LLM Distillation Demos

A set of demos illustrating the journey from a cloud LLM (GPT) to a locally fine-tuned student model. The task throughout is insurance damage extraction: given a narrative description of property damage, extract structured JSON with damage indicators and severity.

Overview

Demo	What it shows
Demo 1	Call a cloud LLM (OpenAI/Azure GPT) with a prompt + narrative; get structured JSON output
Demo 2	Generate synthetic training data, train a LoRA adapter on Apple Silicon (MLX), and evaluate
Demo 3	Run the same prompt as Demo 1 against the locally fine-tuned MLX model (no cloud)
Demo 4	Same task as Demo 2, but train on Azure Machine Learning with PyTorch, Hugging Face, and PEFT
Demo 5	Vision distillation: an Azure OpenAI vision teacher labels public Oxford-IIIT cat/dog images to produce chat-format training data for a Qwen2-VL student

Prerequisites

Python 3.10+
Demo 1: OpenAI API key (or Azure OpenAI)
Demo 2 & 3: Apple Silicon Mac (MLX runs on M1/M2/M3)
Demo 4: Azure subscription with an ML workspace and GPU compute

Setup

Clone and enter the demos directory
```
cd demos
```
Create .env from the example
```
cp .env.example .env
```
Edit .env and set at least OPENAI_API_KEY for Demo 1. For Demo 4, add Azure credentials.

Install dependencies

pip install -r requirements.txt

For Demo 2 & 3 (MLX), also install:

pip install "mlx-lm[train]"

Demo 1: Cloud LLM (GPT) Extraction

What it shows: A baseline extraction using a cloud LLM. You send a prompt template plus a narrative to OpenAI (or Azure OpenAI) and receive structured JSON.

Run:

python demo1/demo1.py

How it works:

Loads shared/demo1_prompt.txt (the extraction prompt and schema)
Injects shared/demo1_narrative.txt into the {narrative_text} placeholder
Sends the combined prompt to the configured model (OPENAI_MODEL, default gpt-4o-mini)
Prints the model’s JSON response

Environment: OPENAI_API_KEY required. For Azure: set OPENAI_BASE_URL, OPENAI_API_VERSION, and optionally OPENAI_MODEL.

Demo 2: Training Data + MLX LoRA Fine-Tuning

What it shows: The full pipeline for creating a locally fine-tuned model on Apple Silicon:

Generate synthetic training data (narratives + correct JSON)
Split into train/valid/test
Train LoRA adapters on Qwen2.5-7B (4-bit quantized) via MLX
Evaluate on the test set

Pipeline:

cd demo2

# 1. Generate 1000 synthetic prompt/completion pairs
python generate_training_data.py

# 2. Validate the data (optional)
python validate_training_data.py

# 3. Split into train (800) / valid (100) / test (100)
python split_training_data.py

# 4. Train LoRA adapters + evaluate
python train_and_eval_student.py

Quick demo (~2 min): Use train_and_eval_student_quick.py for a shorter run. It uses a separate adapter directory (adapters_qwen25_7b_damage_demo) so it does not overwrite the full adapters.

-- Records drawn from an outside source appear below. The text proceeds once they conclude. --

PR #377, opened 2023-02-01
Save Corpus ids from PublicApi references matched to PDF Bib Entries

stupendousC:
* From 4th checkbox in parent task [[pipe corpus ids through scholarphi to s2airs] dev/local end to end](https://github.com/allenai/scholar/issues/35326#top) #35326
  * Parent task has 3 PRs in these 3 repos: `scholarphi` --> `scholarphi-pipeline` --> `s2airs`
  * This PR is for that first repo.
    * Where scholarphi takes the bib entries from a PDF, and the list of references from Public API. 
    * Title-matching done on these 2 groups so we know which bib entry corresp to which paper in our corpus.
    * The new thing here is that we also want to save the corpus IDs.

FILES I TOUCHED
-----------
* The files I touch in this PR came from studying the[ flow in Scholarphi](https://github.com/allenai/scholar/issues/35326#issuecomment-1412952683).  
  * The most important thing is the updated PublicAPI endpoint that provides me with the corpus ids to begin with.
  * [Example](https://api.semanticscholar.org/graph/v1/paper/arXiv:1512.02595?fields=references.authors,references.title,references.externalIds,references.venue,references.year) of what this looks like: 
  * Screen Shot 2023-02-03 at 12 16 53 PM
* Back when I erroneously submited this PR to the `main` branch, I had a bunch of comments showing in the 1st commit "initial thoughts" for what goes where, but now that I've switched base to `chi-2021-demo`, they're gone.   Oh well, no big deal.
* Recommended viewing order (following the flow mentioned above):
  * `fetch_s2_data.py` & its `test`
    * Public Api now returns references' corpus IDs, which is saved in `references.csv` on L152
  * `common/types.py`
    * Data classes now store corpus IDs.
    * Also added new string types to make `CitationData` more understandable.
  * `resolve_bibitems.py` & its `test`
    * Now a bib item is matched to an S2 corpus paper, I want to save that corpus ID.
  * `entities/citations/types.py`
  * `upload_citations.py`
    * Didn't realize the final "citations.json" is the goal, instead of the intermediate various CSVs.  Anyway, CP ids should be in there now.
  * `process_pdf.py`
    * Not sure why this is still there, it's not being used anymore, esp since the import on L14 refers to something that was [deleted in July 2020](https://github.com/allenai/scholarphi/commits/main/data-processing/entities/citations/utils.py).
    * Added TODO to consider deleting it later.

TESTING 👍 && 👍 
-------
* **BOTH approaches below need to be green/thumbsUp before merging!!**
* IDEA 1 = [E2E testing](https://github.com/allenai/scholar/issues/35326#issuecomment-1431998184) of scholarphi --> scholarphi-pipeline --> s2airs (as seen in [reference PR](https://github.com/allenai/scholarphi/pull/362))  👍 
  * **DEFINITELY** will do this, but need to change stuff in the other 2 repos to prove this.  
  * Make sure the entire assembly line works before I merge any PRs for any of the 3 repos.
* IDEA 2 = Test just this scholarphi portion 👍 
  * Will involve the scholarphi/data-processing container on my machine
    * `docker pull <latest official image>` ([image](https://github.com/allenai/scholarphi-pipeline/blob/main/scholarphi_pipeline/processors/Dockerfile#L1))
    * from data-processing/... `docker run --rm -it -v $(pwd):/data-processing 60bb4741 /bin/bash`
      * mount my file changes to override behavior
  * IDEA 2A = `pytest --all` as seen in  ([readme](https://github.com/allenai/scholarphi/blob/main/data-processing/README.md)) <-- 👎  but it's out of my hands and nothing to do with me
    * Failed 7 tests (even without my changes), I saw code 404/NotFound.
      * I think the [S3 bucket it mentioned ](https://github.com/allenai/scholarphi/blob/chi-2021-demo/data-processing/README.md#a-note-on-tests-around-definitions) doesn't even exist anymore. 
      * Seems like these [3 files](https://github.com/allenai/scholarphi/blob/chi-2021-demo/data-processing/entities/definitions/nlp.py#L53-L67) are what the tests want.
      * So I went digging in S3 and see what buckets we have, I think it's either [`scholarphi-public` ](https://s3.console.aws.amazon.com/s3/buckets/scholarphi-public?region=us-west-2&prefix=model/v4/&showversions=false) or [`scholarphi4nlp`](https://s3.console.aws.amazon.com/s3/buckets/scholarphi4nlp?prefix=model/v4/&region=us-west-2)
      * So I went with scholarphi-public S3, and I subbed it in the code, cleaned `rm -rf ./cache/AI2020_model`, and then `pytest --all`
        * Now I see 7x code 403/Forbidden... but its' a public bucket 😖 
        * My PR doesn't touch the Definitions stuff anyway, so it's unlikely I broke it.  Still... it'd be nice to see it pass.
        * TRY: maybe do the scholarphi4nlp bucket url instead.  Will re-attempt if I feel like it later.
  * IDEA 2B = `pytest` is just a quick test, that doesn't deal with the Definitions stuff seen above.  It totally passed.  👍 
  * IDEA 2C = Run pipeline for just 1 paper 👍 
    * Also seen in readme, but don't follow those directions. 
    *  Instead I used the following, with arxiv_id=1512.02595...
      ```
      # from inside the docker container:
      python scripts/run_pipeline.py \
         --one-paper-at-a-time \
         --arxiv-ids 1512.02595 \
         --output-forms file \
         --output-dir data \
         --entities citations
      ```
    * Full log printout here for fun:
      ```
      root@6cf004dd1cc2:/data-processing# python scripts/run_pipeline.py    --one-paper-at-a-time    --arxiv-ids 1512.02595    --output-forms file    --output-dir data --entities citations
      wandb: WARNING W&B installed but not logged in.  Run `wandb login` or set the WANDB_API_KEY env variable.
      2023-02-07 03:28:21,145 [INFO]: The following commands will be run, in this order: ['fetch-arxiv-sources', 'fetch-s2-metadata', 'unpack-sources', 'compile-tex', 'normalize-tex', 'compile-normalized-tex', 'raster-pages', 'extract-bibitems', 'resolve-bibitems', 'locate-bounding-boxes-for-citation-fragments', 'locate-citations', 'upload-citations']
      2023-02-07 03:28:21,146 [INFO]: Running pipeline for paper 1512.02595
      2023-02-07 03:28:21,148 [INFO]: Launching command fetch-arxiv-sources
      2023-02-07 03:28:32,695 [INFO]: Finished running command fetch-arxiv-sources
      2023-02-07 03:28:32,698 [INFO]: Launching command fetch-s2-metadata
      2023-02-07 03:28:32,699 [INFO]: Issuing request to S2 @ api.semanticscholar.org
      2023-02-07 03:28:36,295 [INFO]: Finished running command fetch-s2-metadata
      2023-02-07 03:28:36,298 [INFO]: Launching command unpack-sources
      2023-02-07 03:28:36,423 [INFO]: Finished running command unpack-sources
      2023-02-07 03:28:36,424 [INFO]: Launching command compile-tex
      2023-02-07 03:28:39,286 [INFO]: Finished running command compile-tex
      2023-02-07 03:28:39,288 [INFO]: Launching command normalize-tex
      2023-02-07 03:28:39,410 [INFO]: Finished running command normalize-tex
      2023-02-07 03:28:39,412 [INFO]: Launching command compile-normalized-tex
      2023-02-07 03:28:43,432 [INFO]: Finished running command compile-normalized-tex
      2023-02-07 03:28:43,433 [INFO]: Launching command raster-pages
      2023-02-07 03:28:44,960 [INFO]: Finished running command raster-pages
      2023-02-07 03:28:44,962 [INFO]: Launching command extract-bibitems
      2023-02-07 03:28:45,930 [INFO]: Finished running command extract-bibitems
      2023-02-07 03:28:45,932 [INFO]: Launching command resolve-bibitems
      /usr/local/lib/python3.7/dist-packages/sklearn/utils/deprecation.py:87: FutureWarning: Function get_feature_names is deprecated; get_feature_names is deprecated in 1.0 and will be removed in 1.2. Please use get_feature_names_out instead.
        warnings.warn(msg, category=FutureWarning)
      2023-02-07 03:28:46,219 [WARNING]: Could not find a sufficiently similar reference for bibitem ModernGPU of paper 1512.02595
      2023-02-07 03:28:47,044 [WARNING]: Could not find a sufficiently similar reference for bibitem Elsen2015 of paper 1512.02595
      2023-02-07 03:28:48,347 [WARNING]: Could not find a sufficiently similar reference for bibitem NervanaGPU of paper 1512.02595
      2023-02-07 03:28:49,428 [WARNING]: Could not find a sufficiently similar reference for bibitem szegedy2014googlenet of paper 1512.02595
      2023-02-07 03:28:49,754 [INFO]: Paper has 70 references, able to match 66 reference(s) to S2 data.
      2023-02-07 03:28:49,755 [INFO]: Finished running command resolve-bibitems
      2023-02-07 03:28:49,757 [INFO]: Launching command locate-bounding-boxes-for-citation-fragments
      2023-02-07 03:29:39,475 [INFO]: Finished running command locate-bounding-boxes-for-citation-fragments
      2023-02-07 03:29:39,476 [INFO]: Launching command locate-citations
      2023-02-07 03:29:39,706 [INFO]: Finished running command locate-citations
      2023-02-07 03:29:39,708 [INFO]: We will be writing output to files.
      2023-02-07 03:29:39,708 [INFO]: Launching command upload-citations
      2023-02-07 03:29:39,728 [WARNING]: Missing S2 match for bibitem with key ModernGPU for paper 1512.02595
      2023-02-07 03:29:39,729 [WARNING]: Missing S2 match for bibitem with key Elsen2015 for paper 1512.02595
      2023-02-07 03:29:39,730 [WARNING]: Missing S2 match for bibitem with key NervanaGPU for paper 1512.02595
      2023-02-07 03:29:39,731 [WARNING]: Missing S2 match for bibitem with key szegedy2014googlenet for paper 1512.02595
      2023-02-07 03:29:39,731 [WARNING]: Missing S2 match for bibitem with key Elsen2015 for paper 1512.02595
      2023-02-07 03:29:39,732 [WARNING]: Missing S2 match for bibitem with key szegedy2014googlenet for paper 1512.02595
      2023-02-07 03:29:39,732 [WARNING]: Missing S2 match for bibitem with key NervanaGPU for paper 1512.02595
      2023-02-07 03:29:39,733 [WARNING]: Missing S2 match for bibitem with key ModernGPU for paper 1512.02595
      2023-02-07 03:29:39,733 [INFO]: Saving to file...
      2023-02-07 03:29:39,734 [INFO]: About to write 184 entity infos to data/citations.json (version: v0).
      2023-02-07 03:29:39,755 [INFO]: Finished running command upload-citations
      ```
      * Log printouts make sense with each other, 4 of those bib entries did not get matched to a reference seen in Public API.
    * OMG YES!!!!!!!
      * Screen Shot 2023-02-03 at 12 27 48 PM


data-processing/pdf/process_pdf.py
```diff
@@ -207,17 +213,16 @@ def get_citations(self) -> CitationData:
...
         upload_citations(citations, 'pdf-pipeline')
         symbols = self.get_symbols()
-        upload_symbols(symbols,'pdf-pipeline')
+        upload_symbols(symbols, "pdf-pipeline")
 
 if __name__ == '__main__':
     logging.basicConfig(level=logging.INFO)
 
-    pdf_hashes = ['8c53cd64e46cf382bf81ce2c4e0087ef31351919']
+    pdf_hashes = []
```
stupendousC, line 225: Rodney left that in by accident.  Cleaning up now.

data-processing/common/commands/fetch_s2_data.py
```diff
@@ -102,10 +105,20 @@ def process(self, item: ArxivId) -> Iterator[S2Metadata]:
                     authors = []
                     for author_data in reference_data["authors"]:
                         authors.append(Author(author_data["authorId"], author_data["name"]))
+
+                    external_ids = reference_data["externalIds"]
+                    if external_ids:
+                        corpus_id = external_ids.get("CorpusId")
+                        arxiv_id = external_ids.get("ArXiv")
+                        doi = external_ids.get("DOI")
```
stupendousC, line 113: the shape of data is different in the legacy PublicAPI endpoint vs this new one now, see the screenshot in the main comment.

data-processing/common/commands/fetch_s2_data.py
```diff
@@ -102,10 +105,20 @@ def process(self, item: ArxivId) -> Iterator[S2Metadata]:
...
+                    else:
+                        corpus_id = arxiv_id = doi = None
+
                     reference = Reference(
                         s2_id=reference_data["paperId"],
-                        arxivId=reference_data["arxivId"],
-                        doi=reference_data["doi"],
+                        corpus_id=corpus_id,
```
ca16, line 119: Small suggestion: maybe let's put corpus_id at the end, in case there's anything that relies on the order that these fields appear in? Having said that, if you're confident you know all the usages, and there's nothing that does rely on the order that would get messed up, it's probably find to do it this way...

data-processing/common/commands/fetch_s2_data.py
```diff
@@ -102,10 +105,20 @@ def process(self, item: ArxivId) -> Iterator[S2Metadata]:
...
+                    if external_ids:
+                        corpus_id = external_ids.get("CorpusId")
+                        arxiv_id = external_ids.get("ArXiv")
+                        doi = external_ids.get("DOI")
+                    else:
+                        corpus_id = arxiv_id = doi = None
+
                     reference = Reference(
                         s2_id=reference_data["paperId"],
-                        arxivId=reference_data["arxivId"],
```
ca16, line 107: Making sure I follow... This would also result in an optional arXiv id and optional doi, because in the old endpoint's response shape, when we don't have these for a reference, the key still exists, and the value is `null`. Is that right?

data-processing/common/types.py
```diff
@@ -92,6 +94,7 @@ class Author:
 @dataclass(frozen=True)
 class Reference:
     s2_id: S2Id
+    corpus_id: S2CorpusId
```
ca16, line 97: Wondering why the definition of this type isn't an optional string... Actually wondering the same thing about doi and arxiv_id...

data-processing/entities/citations/commands/upload_citations.py
```diff
@@ -104,30 +104,31 @@ def _entity_data_from_text_and_matches(
...
-                arxiv_id,
-            )
+            log_missing("bibitem text")
 
         if bibitem_key in key_s2_ids:
-            entity_data["paper_id"] = key_s2_ids[bibitem_key]
+            reference_s2_id = key_s2_ids[bibitem_key]
+            entity_data["paper_id"] = reference_s2_id
+            if reference_s2_id in s2_data:
+                entity_data["corpus_id"] = s2_data[reference_s2_id].corpus_id
```
ca16, line 127: So s2_data is reference info keyed by the legacy paper id of the reference? So s2_data only contains info about matched references?

data-processing/pdf/process_pdf.py
```diff
@@ -1,243 +0,0 @@
-import logging
```
ca16, line 1: I do get the reasoning behind deleting this... I would suggest though maybe not including it in this PR to keep this PR smaller and to make it easier to revert the deletion if it turns out we want this file for whatever reason. Especially because we're so rarely in this code, it feels a little scarier to me to pull in unrelated maintenance stuff. But I leave it up to you!

ca16 (commented):
Thanks for doing this! 

I left mostly questions, and some initial feedback. Like we kinda talked about (and will probably talk about more later), I would recommend doing some E2E testing before merging, now that it looks like you've got the scholarphi side mostly figured out...

data-processing/common/commands/fetch_s2_data.py
stupendousC: Yup.

With [OLD API]((https://api.semanticscholar.org/v1/paper/arXiv:1512.02595))
-------
We can see references that has a null ArXiv and/or null DOI.  Here's one with both being null:
Screen Shot 2023-02-06 at 1 44 00 PM

So the old code was making `Reference` obj like this: 
``` 
reference = Reference(
    s2_id=reference_data["paperId"], <-- actual value
    arxivId=reference_data["arxivId"], <-- None
    doi=reference_data["doi"], <-- None
    ... )
```


With [NEW API](https://api.semanticscholar.org/graph/v1/paper/arXiv:1512.02595?fields=references.authors,references.title,references.externalIds,references.venue,references.year)
-------
That same reference item shows up as:
Screen Shot 2023-02-06 at 1 50 37 PM

So the new code was making `Reference` obj the same way:
```
reference = Reference(
    s2_id=reference_data["paperId"],  <-- actual value
    corpus_id=corpus_id, <-- None
    arxivId=arxiv_id, <-- None
    doi=doi, <-- None
    ...)
```

And for a reference item that has null under `externalIds`, such as this:
Screen Shot 2023-02-06 at 1 55 07 PM
... we'd still be making the `Reference` obj the same way above, except this time s2_id is also None.

data-processing/common/commands/fetch_s2_data.py
stupendousC: oh yeah, i only put that in that order so I can keep `corpus_id` close to `s2_id` so it's easier on the eyeballs.  I think it'll be fine to leave as is though.

data-processing/common/types.py
stupendousC: hmm yeah IDK... on L90 for `Author` they actually did make the authorId an `Optional`...

Does it not matter? confused...

data-processing/entities/citations/commands/upload_citations.py
stupendousC: * `ResolveBibItems` make matches by comparing title strings of the PDF bib entry VS the reference titles given by Public API.  
  * INTERESTING!!!  The old API **ONLY** provides references that has a paper_id/SHA.  
    * but **NOT** the new API!
    * So given that not all the reference items from Public API actually have paper_id/SHA or any other ids,
      * ...it's entirely possible for the `ResolveBibItems` step to make a `BibitemMatch` for a bib entry to such a paper!
      * But we shouldn't even allow such a match to occur in the first place bc there's no point!  
      * OK, I'm gonna need to change soemthing in `ResolveBibItems` to exclude from matching on these deadbeat references from PublicAPI!!!
  * These `BibitemMatch` results are saved to the intermediate `resolution.csv`
* So this next step `UploadCitations` grabs that `resolutions.csv`
  * L125 could actually be None, oh no!  (Hence the fix to exclude garbage above!)
  
STAY TUNED!!! still thinking/tinkering...

data-processing/common/commands/fetch_s2_data.py
```diff
@@ -99,13 +102,28 @@ def process(self, item: ArxivId) -> Iterator[S2Metadata]:
                 data = resp.json()
                 references = []
                 for reference_data in data["references"]:
+
+                    if reference_data["paperId"] is None:
+                        # can be legit references not in our corpus, or bad references from bogus extractions
+                        continue
```
stupendousC, line 108: * As mentioned in this [comment](https://github.com/allenai/scholarphi/pull/377/files#r1097999664)...
  * New public API endpoint gives us _all_ the references, even for those that failed Citation Matching (and that's why both paperID/SHA and corpus ID are blank).  
  * Old API already ignore those, so here we're making sure the behavior is not changed.
* PEOPLE MIGHT ASK... ok so the new API does provide legit references which just happen to not be in our corpus, wouldn't it be good to include those anyway?
  * No... currently this group of id-less failed citation matches ALSO includes a lot of garbage from bogus extractions.  We can't tell (without human intervention) which is which.  So right now it's just safer to exclude this noise from getting passed into the Reader.  
  * Besides, the inline mentions should (irrelev to this ticket) already show Citation Cards with general error msgs.  
  * Even if we do pass in these id-less papers, it's not like there's a valid PDP to send users to anyway.  YAGNI.

data-processing/common/commands/fetch_s2_data.py
stupendousC: It is entirely possible to get `arxiv_id` and/or `doi` to be `None`, just like before.

data-processing/scripts/process_pdf.py
```diff
@@ -1,3 +1,6 @@
+# TODO: CONSIDER REMOVING ENTIRE FILE, doesn't look like it's even being used anymore.
+#  the import upload_citations from entities.citations.util has been deleted in July 2020.
```
stupendousC, line 2: THIS IS THE ONLY CHANGE I made in this file.

ca16: Looks like it maybe also got renamed?

data-processing/scripts/process_pdf.py
```diff
@@ -64,10 +67,10 @@ def union(self, bbox1: BoundingBoxModel, bbox2: BoundingBoxModel):
     @staticmethod
     def should_combine(bbox1: BoundingBoxModel, bbox2: BoundingBoxModel):
         return bbox1.page == bbox2.page and (
-            abs(bbox1.top - bbox2.top) < 4 # Same y-coordinate
+                abs(bbox1.top - bbox2.top) < 4 # Same y-coordinate
```
ca16, line 70: Plus some spacing changes?

data-processing/scripts/process_pdf.py
stupendousC: that's what i thought at first, but the existing `load_located_citations()` in `entities.citations.util.py` has nothing to do with this.  Looks like there was a whole bunch of refactoring going on for that [commit](https://github.com/allenai/scholarphi/commit/a4f8285d6f443f2c3b97dc12f9098794c89d79f3) over 17 files anyway.

data-processing/scripts/process_pdf.py
stupendousC: ooops, that happened somehow from copy/paste.

data-processing/common/commands/fetch_s2_data.py
stupendousC: Ok, so I reran the testing (as seen in IDEA 2C from this PR's main comment), and the resulting `citations.csv` is still the same, as expected.

The only difference is that I can see from my temporary print statements (green) that those 3 unwanted no-id references from the NEW public API endpoint have been excluded, yay.
Screen Shot 2023-02-06 at 5 33 36 PM

stupendousC:
PARKING this as a DRAFT
----------
Just for now.  So I don't accidentally try to merge this.   

Will flip back to review status once the E2E testing across scholarphi --> scholarphi-pipelines --> s2airs is done.

data-processing/common/commands/fetch_s2_data.py
```diff
@@ -99,13 +102,28 @@ def process(self, item: ArxivId) -> Iterator[S2Metadata]:
                 data = resp.json()
                 references = []
                 for reference_data in data["references"]:
+
+                    if reference_data["paperId"] is None:
```
ca16, line 106: Mostly a curiosity thing - why have this case instead of having just `if reference_data["paperId"]: do stuff`?

data-processing/common/commands/fetch_s2_data.py
```diff
@@ -99,13 +102,28 @@ def process(self, item: ArxivId) -> Iterator[S2Metadata]:
...
+                        # can be legit references not in our corpus, or bad references from bogus extractions
+                        continue
+
+                    external_ids = reference_data["externalIds"]
+                    if external_ids:
+                        corpus_id = external_ids.get("CorpusId")  # always present (scholar/citations/MatchResult.scala)
```
ca16, line 112: Looking back at this comment... I wonder if it might have more potential to confuse someone than to help, because of all the intermediate steps between citation matching and what the public API returns, as well as the fact that this is an open source library so not everyone will have access to the code you're pointing at... What do you think? Maybe we could just say every canonical paper has a corpus id, so you shouldn't be able to have a matched reference without one?

data-processing/common/types.py
ca16: Hmmm that seems potentially more confusing than not having types at all. But also not your PR's problem.

data-processing/tests/common/commands/test_fetch_s2_data.py
```diff
@@ -14,6 +14,9 @@
 )
 from scripts.commands import run_command
 
+references_fields = ["authors", "title", "externalIds", "venue", "year"]
```
ca16, line 17: What do you think of maybe calling these `expected_references_fields` and `expected_fields_query`?

data-processing/common/commands/fetch_s2_data.py
stupendousC: oh lol, yeah it's just my old habit of throwing out unwanted stuff in the beginning, then everything afterwards can just be the big chunk of code where I work on stuff I actually want.

```
if (unwanted condition):
  skip this one

# huge chunk of code specifically for ones I want
# do this
# do that
# etc...
```

Whereas I suppose this would be cleaner:
```
if (wanted condition):
  # do this
  # do that
  # etc...
```

Will change!!

data-processing/common/commands/fetch_s2_data.py
stupendousC: oh yeah!  lol I forgot scholarphi is open source.  Yes, I will change the comment to `# every canonical paper will always have a CorpusId`

ca16:
A more general question - just want to double check that for `Reference`, `SerializableReference` and `BibItemMatch`, to which this PR adds new fields, all their usages have been accounted for?

ca16 (approved):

Output: LoRA adapters saved to adapters_qwen25_7b_damage/ (or adapters_qwen25_7b_damage_demo/ for the quick demo).

Demo 3: Local MLX Inference

What it shows: The same extraction task as Demo 1, but using the locally fine-tuned MLX model instead of a cloud API. No network calls after the model is loaded.

Run:

python demo3/run.py

Prerequisites: Run Demo 2 first to produce demo2/adapters_qwen25_7b_damage/. Demo 3 loads Qwen2.5-7B with these adapters and runs inference on shared/demo1_narrative.txt.

Output: Pretty-printed JSON matching the Demo 1 schema.

Demo 4: Azure ML LoRA Training

What it shows: The same task as Demo 2 (insurance damage extraction) but training on Azure Machine Learning with PyTorch, Hugging Face Transformers, and PEFT LoRA.

Quick start:

cd demo4
python train.py --data-dir ../demo2/data --output-dir ./outputs --demo

Requires Demo 2's demo2/data/ (run Demo 2 first). For full training and Azure ML job submission, an Azure subscription with a GPU compute cluster is required.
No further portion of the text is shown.